─── Task material ───
PR #104, opened 2021-06-12
Cost Matrix function

davibarreira:
This PR is the separate PR for the cost matrix function, which would be a helper function in order to make writing functions as `sinkhorndivergence(c, mu, nu)` where `c` is a function.


Project.toml
```diff
@@ -35,6 +35,7 @@ Random = "9a3f8284-a2c9-5f02-9a11-845980a1fd5c"
 SafeTestsets = "1bc83da4-3b8d-516f-aca4-4fe02f6d838f"
 Test = "8dfed614-e22c-5e08-85e1-65c5234f0b40"
 Tulip = "6dd1b50a-3aae-11e9-10b5-ef983d2400fa"
+PyCall = "438e738f-606a-5dbb-bf0a-cddfbfd45ab0"
```
devmotion, line 38:
```suggestion
```

src/OptimalTransport.jl
```diff
@@ -4,6 +4,8 @@
 
 module OptimalTransport
 
+using PDMats: length
+using LinearAlgebra: AbstractMatrix
```
devmotion, line 8: Both `length` and `AbstractMatrix` are not defined in these packages but in base Julia. There should be no need to load them explicitly.
```suggestion
```

src/OptimalTransport.jl
```diff
@@ -18,8 +20,10 @@ export sinkhorn, sinkhorn2
 export emd, emd2
 export sinkhorn_stabilized, sinkhorn_stabilized_epsscaling, sinkhorn_barycenter
 export sinkhorn_unbalanced, sinkhorn_unbalanced2
+export sinkhorn_divergence
 export quadreg
 export ot_cost, ot_plan, wasserstein, squared2wasserstein
+export cost_matrix
```
devmotion, line 26: I am not sure if this should be exposed to users.

src/utils.jl
```diff
@@ -106,3 +106,66 @@ end
...
+    ν::Union{FiniteDiscreteMeasure,DiscreteNonParametric},
+)
+    if typeof(c) <: PreMetric && length(μ.support[1]) == 1
+        return pairwise(c, vcat(μ.support...), vcat(ν.support...))
+    elseif typeof(c) <: PreMetric && length(μ.support[1]) > 1
+        return pairwise(c, vcat(μ.support'...), vcat(ν.support'...); dims=1)
+    else
+        return pairwise(c, μ.support, ν.support)
+    end
+end
```
devmotion, line 148: I think we would want to restrict this to pairs of marginals with the same type of the support. Or at least the dimension should match in the case of arrays and scalars. So we would want a more fine-grained function signature.

In general, it would be better to avoid the type checks in the function definition since it makes it more difficult to extend and specialize the method. I think it would be better to just
- define a separate fallback for arbitrary `c` (the last branch)
- define a separate method for `c.:PreMetric`

Also one should avoid the splatting of support, it will lead to massive compile times and inference problems for larger arrays.

The same comments apply to the implementation below.

src/OptimalTransport.jl
davibarreira: Yeah, I remember you said this. Can you expand on why you think so? As a user, I'd like to have access to this function, since if I wanted to create the cost matrix, it would save me some time (I always misuse `pairwise` at first).

src/utils.jl
davibarreira: Hmm. So the splatter is inefficient. Now, how should one efficiently construct matrix `C` using `Distances.pairwise` ? I mean, the `StatsBase.pairwise` takes the vector of vectors and returns exactly what one wants. But the `Distances.pairwise` would require a matrix version.

src/OptimalTransport.jl
davibarreira: Also, do you think the `cost_matrix` function is useful (even if only for internal use)? Cause I remember you were not sure about it.

devmotion: The problem is that the best implementation would be to just forward everything to `pairwise` since the type of the support and the cost function should know best what to do. E.g., if you use `ColVecs` or `RowVecs` then there is no need to concatenate vectors, you can just call `pairwise` with the underlying matrix. This is also how it is implemented in KernelFunctions and it is much much more efficient than extracting and combining all columns or rows.

src/utils.jl
devmotion: As mentioned above, if you work with ColVecs or RowVecs you actually don't want to construct a matrix at all. But if you deal with an actual vector of vectors, then usually you would use e.g. `reduce(hcat, vectors_of_vectors)` to avoid splatting.

src/OptimalTransport.jl
davibarreira: Yeah, but if I construct a `FiniteDiscreteMeasure` without `KernelFunctions`, then there is no matrix attribute, this is why I wrote like that. Sorry, I don't understand your point that the best implementation would be to just forward everything to pairwise`. I mean, the reason for `cost_matrix` is that I wouldn't have to deal with the variations. For example, if my cost function is a personalized function, then `pairwise(c, mu.support, nu.support)` behaves differently than `pairwise(SqEuclidean(), mu.support, nu.support)`, which would require, for example, adding `dims=1` and transforming the support to a matrix.
What I'd like to do is to write a function that deals with all these varying cases.

src/utils.jl
davibarreira: I agree. But since we didn't require `KernelFunctions` as a dependency, I could not guarantee that `mu.support.X` would work. I'll change to your suggestion with `reduce`.

src/OptimalTransport.jl
davibarreira: Perhaps I'm not making my view point clear (or perhaps I'm the one that is not understanding your point), but I'll try to make clearer why I think this function. I want to write the `sinkhorndivergence(c, mu::FiniteDiscreteMeasure, nu::FiniteDiscreteMeasure)`. Now, if the user passes  `sinkhorndivergence(sqeuclidean, mu, nu)`, then, to construct the cost matrix I'd just write `C = pairwise(c, mu.support, nu.support)`.

If instead the user passes `sinkhorndivergence(SqEuclidean(), mu, nu)`, then I'd have to instead write `C = pairwise(c, mu.support.X, nu.support.X, dims=1)`. But since I cannot guarantee that the user user `KernelFunctions` when creating the finite measures, I have to use a method that works for both cases, hence `C = pairwise(c,reduce(hcat, mu.support), reduce(hcat, nu.support), dims=1)`.

Now, more that, the `sinkhorndivergence` also requires that I calculate the cost matrix for `mu` to itself. For `sinkhorndivergence(SqEuclidean(), mu, nu)`, the cost matrix code would be `Cmu = pairwise(sqeuclidean, mu.support, symmetry = true)`. For `SqEuclidean()` it would be `Cmu = pairwise(SqEuclidean, reduce(hcat, mu.support))`.

So what I'm trying to do with `cost_matrix` is just to avoid writing all these cases, and use `cost_matrix` to deal with that.

My bad if all of this was already clear to you.

devmotion: > If instead the user passes sinkhorndivergence(SqEuclidean(), mu, nu), then I'd have to instead write C = pairwise(c, mu.support.X, nu.support.X, dims=1). But since I cannot guarantee that the user user KernelFunctions when creating the finite measures, I have to use a method that works for both cases, hence C = pairwise(c,reduce(hcat, mu.support), reduce(hcat, nu.support), dims=1).

That's exactly my point, you don't know what type of vectors is used (e.g., whether it is a `ColVecs` or a `RowVecs`), so often `reduce(hcat, mu.support)` can be a very inefficient and suboptimal choice. If instead you would just use `pairwise(c, mu.support, nu.support)` then you could make use of the optimizations in packages such as KernelFunctions. So my main point is just that probably this is handled here on the wrong level - the packages that define e.g. `ColVecs` and `RowVecs` should define how `pairwise` is handled and make sure that it is efficient since we can't handle all possible types here.

In general though I am a bit surprised about the problems you mention with `SqEuclidean`. All the desired cases work automatically due to https://github.com/JuliaStats/Distances.jl/blob/b52f0a10017553b311a9c9eed6f96e34a5629c2f/src/generic.jl#L333-L351 (even though it is not optimized for `ColVecs` but IMO that's an issue of KernelFunctions or the separate package where they should be moved):
```julia
julia> pairwise(SqEuclidean(), rand(5), rand(5))
5x5 Matrix{Float64}:
...

julia> pairwise(SqEuclidean(), [rand(5), rand(5)], [rand(5), rand(5)])
2x2 Matrix{Float64}:
...

julia> pairwise(SqEuclidean(), ColVecs(rand(5, 2)), ColVecs(rand(5, 2)))
2x2 Matrix{Float64}:
...
```

devmotion: (`sqeuclidean` works as well but uses the fallback in StatsBase)

davibarreira: Interesting. I was getting an error, but I was using the `dims` argument. So perhaps that was the issue. If that is so, then I agree with you that the `cost_matrix` function is not necessary.

davibarreira: I'll close the PR. Thanks for the comments.

davibarreira:
It seems that this helper function was not necessary, so I'm closing this PR.

src/OptimalTransport.jl
devmotion: BTW I made a PR to Distances that would fix the SqEuclidean/sqeuclidean discrepancy: https://github.com/JuliaStats/Distances.jl/pull/224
───
§ Directions for this task: Using the data above, repeat exactly the lines that begin at the line with "So what I'm" and end at the line with "My bad if all", both ends included.

§ Task output:
So what I'm trying to do with `cost_matrix` is just to avoid writing all these cases, and use `cost_matrix` to deal with that.

My bad if all of this was already clear to you.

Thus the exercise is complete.